身体の大きさに差がありすぎる。そして、予想以上に知能と戦闘センスが高い。
「グガガガ」
俺が飛びのいたのを見て、すかさず追撃してきた。
エンシェントオーガは大きく一歩踏み込み、こん棒を横薙ぎに振るう。
受け止めるのは無理だ。
「“銀翼”」
エンシェントオーガは大きいが、それより上に逃げれば……。
ふと、なにかに足が引っ掛かった。
「えっ……?」
飛び上がるのに失敗して、バランスを崩す。
膝をついて体勢を立て直す頃には、こん棒が間近に迫っていた。
「……っ、“角兜”“大鋏”」
咄嗟に頭を兜で覆う。
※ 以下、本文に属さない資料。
Issue #2878, opened 2025-03-28
[Bug]: Cardinality overflow metric should use a boolean value rather than a string


timbotnik:
### What happened?

I'd say this is a pretty minor issue, but we did encounter it when looking specifically for this metric value so maybe it will help someone and maybe it should get fixed before a 1.x.

When hitting the cardinality limit for metrics export, the library correctly produces a _string value_ attribute `otel.metric.overflow` on the metrics instrument that has an overflow.  However [the OTel specification](https://opentelemetry.io/docs/specs/otel/metrics/sdk/#overflow-attribute) indicates this should be a _boolean value_.  

I think the fix is to just remove the quotes, e.g. `"true"` => `true`:

https://github.com/open-telemetry/opentelemetry-rust/blob/b2de6cc5a3dc271fffee45f050e894fba57508ba/opentelemetry-sdk/src/metrics/internal/mod.rs#L27

This is probably not an issue post v0.28 since there is no longer a cardinality limit in place!  But probably worth noting as limits with configuration support are coming back in soon.

### OpenTelemetry API Version (i.e version of `opentelemetry` crate)

0.24.0

### OpenTelemetry SDK Version (i.e version of `opentelemetry_sdk` crate)

0.24.1

### Relevant log output

```shell

```

cijothomas:
Thanks for reporting this! Yes it should be boolean true! We are bringing back cardinality limits soon, so will take care of fixing this.

cijothomas:
Cardinality cap and configuration ability is added. Will add this shortly.

PR #2901, opened 2025-04-04
feat: Add and enabled Metric cardinality capping by default

### LINKED ISSUE #1065: Implement cardinality limits for metrics streams

cijothomas:
Fixes #1065

Re-introduce Metric cardinality capping, but this time, with the ability to configure the limit using Views.
The default is 2000, following OTel spec. 
There is no ability to change the limit globally (at reader level) - this is not a MUST from the spec, and based on my experience, this is rarely used/needed.
Existing tests are re-enabled, and also enhanced to test customization ability and to test that limits are per cycle.

TODO (in next PR): is to add coverage for all instruments, as only Counters are currently covered.
TODO : doc additions. Depending on the next PR where I plan to introduce customization ability via Advisory, we can decide how best to document this.
TODO(next PR): Fix https://github.com/open-telemetry/opentelemetry-rust/issues/2878 too

I expect to send another PR which will enhance the Instrument Advisory parameters to accept cardinality limits via that option. This is not a thing from the spec (but spec does not prohibit offering additional capabilities either), but planned to be added to Rust as using Views is generally non-trivial and my own experience tells it is somewhat confusing.
(Also planning to make a spec enhancement proposal in parallel, but I don't think it is a blocker)

### DIFF
--- a/opentelemetry-sdk/src/metrics/instrument.rs
+++ b/opentelemetry-sdk/src/metrics/instrument.rs
@@ -203,6 +203,9 @@ pub struct Stream {
     /// dropped. If the set is empty, all attributes will be dropped, if `None` all
     /// attributes will be kept.
     pub allowed_attribute_keys: Option<Arc<HashSet<Key>>>,
+
+    /// Cardinality limit for the stream.
+    pub cardinality_limit: Option<usize>,
 }
 
 #[cfg(feature = "spec_unstable_metrics_views")]
@@ -243,6 +246,12 @@ impl Stream {
     pub fn allowed_attribute_keys(mut self, attribute_keys: impl IntoIterator<Item = Key>) -> Self {
         self.allowed_attribute_keys = Some(Arc::new(attribute_keys.into_iter().collect()));
 
+        self
+    }
+
+    /// Set the stream cardinality limit.
+    pub fn cardinality_limit(mut self, limit: usize) -> Self {
+        self.cardinality_limit = Some(limit);
         self
     }
 }
--- a/opentelemetry-sdk/src/metrics/mod.rs
+++ b/opentelemetry-sdk/src/metrics/mod.rs
@@ -374,8 +374,8 @@ mod tests {
 
     #[tokio::test(flavor = "multi_thread", worker_threads = 1)]
     async fn counter_aggregation_overflow_cumulative() {
-        counter_aggregation_overflow_helper(Temporality::Delta);
-        counter_aggregation_overflow_helper_custom_limit(Temporality::Delta);
+        counter_aggregation_overflow_helper(Temporality::Cumulative);
+        counter_aggregation_overflow_helper_custom_limit(Temporality::Cumulative);
     }
 
     #[tokio::test(flavor = "multi_thread", worker_threads = 1)]
@@ -2550,7 +2550,7 @@ mod tests {
             assert_eq!(data_point.value, 100);
         } else {
             // For cumulative, overflow should still be there, and new points should not be added.
-            assert_eq!(sum.data_points.len(), 2002);
+            assert_eq!(sum.data_points.len(), cardinality_limit + 1 + 1);
             let data_point =
                 find_sum_datapoint_with_key_value(&sum.data_points, "otel.metric.overflow", "true")
                     .expect("overflow point expected");
--- a/opentelemetry-sdk/src/metrics/mod.rs
+++ b/opentelemetry-sdk/src/metrics/mod.rs
@@ -370,12 +370,14 @@ mod tests {
     #[tokio::test(flavor = "multi_thread", worker_threads = 1)]
     async fn counter_aggregation_overflow_delta() {
         counter_aggregation_overflow_helper(Temporality::Delta);
+        counter_aggregation_overflow_helper_custom_limit(Temporality::Delta);
     }
 
     #[ignore = "https://github.com/open-telemetry/opentelemetry-rust/issues/1065"]
     #[tokio::test(flavor = "multi_thread", worker_threads = 1)]
     async fn counter_aggregation_overflow_cumulative() {
         counter_aggregation_overflow_helper(Temporality::Cumulative);
+        counter_aggregation_overflow_helper_custom_limit(Temporality::Delta);
     }
 
     #[tokio::test(flavor = "multi_thread", worker_threads = 1)]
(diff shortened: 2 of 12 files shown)


opentelemetry-sdk/src/metrics/instrument.rs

盾代わりの大鋏でこん棒を受けた。
全身に衝撃が襲う。
俺はそのまま弾き飛ばされ、受け身も取れないままなにかに激突した。
「がは……っ」
まずい、肋骨が何本か折れた。
それだけじゃない。攻撃を受けた腕も痛いし、頭も殺しきれなかった衝撃でぐらぐら揺れている。
「カタカタカタ」
背後から、骨がぶつかり合うような音が聞こえた。
「しゅるしゅる」
さっきまで俺が立っていた場所には、地面から伸びた茨のような蔓がゆらゆらと踊っていた。
「エンシェントフォッシルに、エンシェントプラント……」
俺の足を拘束し飛ぶのを妨害した、植物の魔物。
吹き飛ばされぶつかったのは、巨大な恐竜の骨、エンシェントフォッシル。
“太古の密林”における三体の魔物が、同時に俺を取り囲んだ。